Please take a look at this VAE architecture visualization from the class, specifically the decoder part. From the way it is presented here I understand that the decoder network outputs mean and covariance for the data distribution. To get an actual output (i.e. image) we need to sample from the distribution that is parametrized by mean and covariance - the outputs of the decoder.

Now if you look at the code from the Keras blog VAE implementation, you will see that there is no such thing. A decoder takes in a sample from latent space and directly maps its input (sampled z) to an output (e.g. image), not to parameters of a distribution from which an output is to be sampled.

Am I missing something or does this implementation not correspond to the one presented in the lecture? I've been trying to make sense of it for quite some time now but still can't seem to understand the discrepancy.


Posted 2019-03-29T23:57:01.980

Reputation: 155

Hi, sorry I answered incorrectly previously but you can check out my modified answer. Hope it removes your ambiguity! – DuttaA – 2019-04-02T09:04:53.370



Thanks @nbro for pointing this out.

The pictorial architecture in the slides uses the Gaussian loss, which when coupled with Maximum Likelihood Estimation gives the squared error loss (not to remove any tractability issues). The main reason we do the encoder Gaussian trick is to force the latent variable $z$ to be normal so that we can apply $KL$ $Divergence$ to optimise an otherwise intractable integral. You can get a better intuition and reasoning in this video.

The pictorial architecture is basically taking the Gaussian loss so that the final loss becomes the squared error loss effectively. Also the loss term used in your blog link is exactly the same loss term used in the original paper, but the blog is using CE loss (it is the more common loss used for classification). I am not sure how they are using the CE loss though, since it is only valid for $0$ and $1$ values and AFAIK MNIST data-set has grayscale images.

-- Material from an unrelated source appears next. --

PR #221, opened 2022-06-26
Optimizing Brilirs print

Pat-Lafon:
Working off of #215, I was kind of curious how much easy performance I could get out of my modified `function_call.bril` benchmark. Some of the easy wins are in avoiding a `Vec` allocation for single argument prints, avoiding `std::fmt/writeln!` as much as possible by just writing bytes to `stdout`, using `&str` instead of allocating a `String` when possible, and using https://crates.io/crates/itoa/1.0.2 for converting integers to `&str`.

I am not exactly sure how they implement the randomness of the Gaussian loss in the decoder structure, but in the simplest of cases they just take the MSE

Check out this blog on VAE's (where they have taken the mean $\Sigma$ which they have abbreviated as mean, I have not checked their implementation detail to know what they exactly mean by that) and also this answer on Data Science on implementation of VAE's4 (both of which gives a more general form of loss). Also for the exact Mathematics check out Appendix C of the original paper.


Posted 2019-03-29T23:57:01.980

Reputation: 4 881

The paper that introduced VAE states that the decoding term $\log p\theta(x^{(i)} \mid z^{(i, l)})$, is a Bernoulli or Gaussian MLP, depending on the type of data we are modelling_. I think you should read it in order to confirm your statements (because some of them I think are not correct, and this is the accepted answer). – nbro – 2019-04-02T08:34:50.843

I think that, in the implementation, the decoder just implements the desired probability distribution (in the case of Guassian, with some specific mean and variance, so you do not sample the mean and variance before sampling the image), that is, a function (which is what NNs are good for). – nbro – 2019-04-02T08:39:08.247

@nbro it seems like that. All the blogs are using the CE loss, but the authors have said we can use both CE loss or Gaussian loss (I was unfamilar such a loss existed). But I'll try to reflect it in my answer. Thanks for the heads up! – DuttaA – 2019-04-02T08:43:39.490


The VAE architecture from the cs231n class is just a more general version of the code Keras provides, in which the covariance matrix is $\mathbf 0$. You can see this from the reparametrization trick $$ \begin{align} x&=\mu+\Sigma\epsilon\\ &=\mu&\mathrm{if}\ \Sigma=0 \end{align} $$


Posted 2019-03-29T23:57:01.980

Reputation: 359